Required action
Scan the entries for the word "prevent", and copy every line where it appears.

Study material
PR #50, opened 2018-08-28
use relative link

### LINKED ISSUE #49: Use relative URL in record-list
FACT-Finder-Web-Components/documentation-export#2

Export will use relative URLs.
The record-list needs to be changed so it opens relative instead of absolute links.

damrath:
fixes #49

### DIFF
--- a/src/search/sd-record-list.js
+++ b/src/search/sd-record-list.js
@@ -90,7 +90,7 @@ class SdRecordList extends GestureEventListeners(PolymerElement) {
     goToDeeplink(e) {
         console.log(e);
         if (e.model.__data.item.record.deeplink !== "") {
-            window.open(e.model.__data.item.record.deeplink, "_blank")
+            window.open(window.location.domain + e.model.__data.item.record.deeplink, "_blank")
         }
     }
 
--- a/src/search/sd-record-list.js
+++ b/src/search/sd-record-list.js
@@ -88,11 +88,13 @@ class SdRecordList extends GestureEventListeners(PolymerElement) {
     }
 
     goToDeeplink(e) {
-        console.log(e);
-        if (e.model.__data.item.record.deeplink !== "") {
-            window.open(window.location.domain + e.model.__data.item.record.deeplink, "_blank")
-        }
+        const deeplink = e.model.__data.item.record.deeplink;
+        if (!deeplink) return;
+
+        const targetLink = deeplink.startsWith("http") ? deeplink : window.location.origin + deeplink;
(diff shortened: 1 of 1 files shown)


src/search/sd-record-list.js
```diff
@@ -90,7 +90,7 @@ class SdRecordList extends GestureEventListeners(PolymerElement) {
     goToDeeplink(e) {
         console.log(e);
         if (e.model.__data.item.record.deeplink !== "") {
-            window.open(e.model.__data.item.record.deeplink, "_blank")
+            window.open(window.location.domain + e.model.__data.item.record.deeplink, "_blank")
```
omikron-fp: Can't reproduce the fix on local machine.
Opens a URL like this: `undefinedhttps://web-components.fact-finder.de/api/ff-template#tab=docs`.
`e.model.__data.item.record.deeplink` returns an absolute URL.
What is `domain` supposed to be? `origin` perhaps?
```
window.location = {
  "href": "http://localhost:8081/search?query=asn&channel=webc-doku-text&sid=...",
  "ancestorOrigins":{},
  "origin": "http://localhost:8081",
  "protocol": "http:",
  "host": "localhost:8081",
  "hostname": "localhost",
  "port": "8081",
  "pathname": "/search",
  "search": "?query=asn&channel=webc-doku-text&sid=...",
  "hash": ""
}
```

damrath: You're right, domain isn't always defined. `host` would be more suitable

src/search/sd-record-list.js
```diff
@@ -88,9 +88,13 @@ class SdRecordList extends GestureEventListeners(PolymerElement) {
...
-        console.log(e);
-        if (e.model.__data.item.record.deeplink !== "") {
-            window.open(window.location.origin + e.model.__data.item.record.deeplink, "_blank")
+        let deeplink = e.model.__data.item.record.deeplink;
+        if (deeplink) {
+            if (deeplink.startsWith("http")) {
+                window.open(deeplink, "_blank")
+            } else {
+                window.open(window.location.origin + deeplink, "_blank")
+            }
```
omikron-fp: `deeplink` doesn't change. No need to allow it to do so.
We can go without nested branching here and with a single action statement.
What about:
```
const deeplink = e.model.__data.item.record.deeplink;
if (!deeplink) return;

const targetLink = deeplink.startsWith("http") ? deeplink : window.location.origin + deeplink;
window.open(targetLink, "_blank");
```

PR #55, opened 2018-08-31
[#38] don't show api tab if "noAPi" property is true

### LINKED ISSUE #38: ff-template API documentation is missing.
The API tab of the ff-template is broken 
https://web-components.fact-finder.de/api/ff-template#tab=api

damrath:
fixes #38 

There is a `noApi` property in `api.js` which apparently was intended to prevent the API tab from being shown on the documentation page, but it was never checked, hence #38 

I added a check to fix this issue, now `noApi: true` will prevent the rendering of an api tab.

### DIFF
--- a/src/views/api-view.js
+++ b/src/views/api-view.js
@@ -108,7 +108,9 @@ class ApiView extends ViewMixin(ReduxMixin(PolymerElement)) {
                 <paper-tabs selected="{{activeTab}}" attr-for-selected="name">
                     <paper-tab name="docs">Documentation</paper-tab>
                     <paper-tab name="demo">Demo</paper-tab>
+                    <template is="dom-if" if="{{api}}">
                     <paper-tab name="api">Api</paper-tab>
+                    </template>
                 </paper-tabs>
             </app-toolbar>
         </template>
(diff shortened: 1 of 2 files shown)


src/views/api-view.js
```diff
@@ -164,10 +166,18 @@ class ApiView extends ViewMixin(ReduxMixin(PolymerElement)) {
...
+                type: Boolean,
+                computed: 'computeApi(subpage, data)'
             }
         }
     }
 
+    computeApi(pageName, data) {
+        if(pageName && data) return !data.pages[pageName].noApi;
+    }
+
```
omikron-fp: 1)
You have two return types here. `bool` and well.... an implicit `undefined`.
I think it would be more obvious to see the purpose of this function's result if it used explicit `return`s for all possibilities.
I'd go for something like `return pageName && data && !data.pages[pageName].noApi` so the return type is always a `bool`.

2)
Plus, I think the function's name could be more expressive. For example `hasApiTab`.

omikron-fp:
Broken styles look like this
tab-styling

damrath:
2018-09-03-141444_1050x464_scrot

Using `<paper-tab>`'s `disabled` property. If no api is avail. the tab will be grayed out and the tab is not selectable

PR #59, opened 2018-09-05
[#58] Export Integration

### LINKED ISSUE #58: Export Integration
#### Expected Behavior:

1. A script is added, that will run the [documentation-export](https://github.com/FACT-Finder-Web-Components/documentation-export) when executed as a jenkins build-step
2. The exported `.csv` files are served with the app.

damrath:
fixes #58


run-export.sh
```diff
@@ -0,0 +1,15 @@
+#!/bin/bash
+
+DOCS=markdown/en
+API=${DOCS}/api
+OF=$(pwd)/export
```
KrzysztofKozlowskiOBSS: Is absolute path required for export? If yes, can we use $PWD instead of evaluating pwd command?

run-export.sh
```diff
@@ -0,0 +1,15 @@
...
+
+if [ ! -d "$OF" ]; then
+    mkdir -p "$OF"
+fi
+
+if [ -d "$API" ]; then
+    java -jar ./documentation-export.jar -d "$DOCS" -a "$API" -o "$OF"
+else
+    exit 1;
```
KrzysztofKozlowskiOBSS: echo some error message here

Result of the task
There is a `noApi` property in `api.js` which apparently was intended to prevent the API tab from being shown on the documentation page, but it was never checked, hence #38 
I added a check to fix this issue, now `noApi: true` will prevent the rendering of an api tab.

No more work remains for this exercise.